J-1 = 8675308 = 4 × 2168827

and that 2168827 is prime. Here’s verification that Lucas’ theorem holds:

    >>> assert( pow(2, (J-1)//2, J) != 1 )
    >>> assert( pow(2, (J-1)//2168827, J) != 1 )

What’s that you say? You’re not convinced that 2168827 is prime? Well then, we’ll come up with a Pratt certificate for 2168827.

Pratt certificates are generally recursive. To prove that p is prime, we have to factor p-1, then prove all the claimed prime factors of p-1 are prime, etc. The recursion ends when it gets down to some set of accepted primes.

Now I assert that

    2168827 - 1 = 2168826 = 2 × 3 × 11 × 17 × 1933

and that all these numbers are prime. I’ll assume you’re OK with that, except you’re skeptical that 1933 is prime.
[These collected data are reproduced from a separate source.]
Issue #4928, opened 2022-07-20
Move init*Monitor to the informer collection


steeling:
Part of #4863

In pkg/k8s/client.go, the init*Monitor funcs should be on the informer collection itself.

PR #4938, opened 2022-07-25
Collapse informer event handlers into the informer collection.

steeling:
This collapses all of the event handler logic into the single informer collection as part of #4928.

This is accomplished by taking the `events.PubSubMessage`, and breaking up the `Kind` into 2 fields

1. The field `Kind` now represents the K8s `Kind`
2. The field `Type` is one of `updated, added, deleted`

By breaking this up we can dynamically determine the message type, and lose a lot of the structure around the `EventFuncs`.

Finally this allows us to remove the message.Broker from the rest of the clients, as it was only used for this purpose initially.


keithmattix:
I'll wait for the PR to be marked as ready before doing a full review, but it's interesting seeing msgBroker be added into the informer collection. I thought we were moving away from msgBroker. Also, I'm not totally sure about the dependency inversion there.

steeling:
> I'll wait for the PR to be marked as ready before doing a full review, but it's interesting seeing msgBroker be added into the informer collection. I thought we were moving away from msgBroker. Also, I'm not totally sure about the dependency inversion there.

Informer Collection and the K8s client will likely fold into each other as well. The message broker itself should probably be revisited after #2683 IMO. 

So this first of PR's is more about moving things around than changing things if that makes sense.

The following code is proof that 2168827 is prime, assuming 1933 is prime.

    >>> m = 2168827
    >>> for p in [2, 3, 11, 17, 1933]:
    ...     assert( pow(3, (m-1)//p, m) != 1 )

Finally, we’ll prove that 1933 is prime.

You can verify that

    1933 - 1 = 1932 = 2² × 3 × 7 × 23

and I assume you’re convinced that each of these factors is prime.

    >>> m = 1933
    >>> for p in [2, 3, 7, 23]:
    ...     assert( pow(5, (m-1)//p, m) != 1 )

Pratt certificates can be written in a compact form that verification software can read. Here I’ve made the process more chatty just to illustrate the parts.

Update: Here’s a visualization of the process above, drawing arrows from each prime p to the prime factors of p-1.

In this post we’ve agree to recognize 2, 3, 7, 11, 17, and 23 as primes. But you only have to assume 2 is prime. This would make the software implementation more elegant but would make the example tedious for a human consumption.


A primality certificate does not have to be efficient to produce, though of course that would be nice. It has to be efficient to verify. You could imagine that the prime number salesman has more compute power available than the prime number customer. In the example above, I used a computer to generate the Pratt certificate, but it wouldn’t be unreasonable to verify the certificate by hand.

The brute force certificate above, trying all divisors up to √p, obviously takes √p calculations to verify. A Pratt certificate, however, takes about

4 log2 p

calculations. So verifying a 10-digit prime requires on the order of 100 calculations rather than on the order of 100,000 calculations.

Atkin-Goldwasser-Kilian-Morain certificates

Producing Pratt certificates for very large numbers is difficult. Other certificate methods, like Atkin-Goldwasser-Kilian-Morain certificates, scale up better. Atkin-Goldwasser-Kilian-Morain certificates are more complicated to describe because they involve elliptic curves.

Just as Pratt took a characterization of primes by Lucas and turned it into a practical certification method, Atkin and Morain turned a characterization of primes by Goldwasser and Kilian, one involving elliptic curves, and turned it into an efficient certification method.

These certificates have the same recursive nature as Pratt certificates: proving that a number is prime requires proving that another (smaller) number is prime.

Update: More on elliptic curve primality proofs.


[1] This is a more efficient calculation than it seems. It can be done quickly using fast exponentiation. Note that it is not necessary to compute 2J-1 per se; we can carry out every intermediate calculation mod J.

[2] Lucas was French, and so the final s in his name is silent.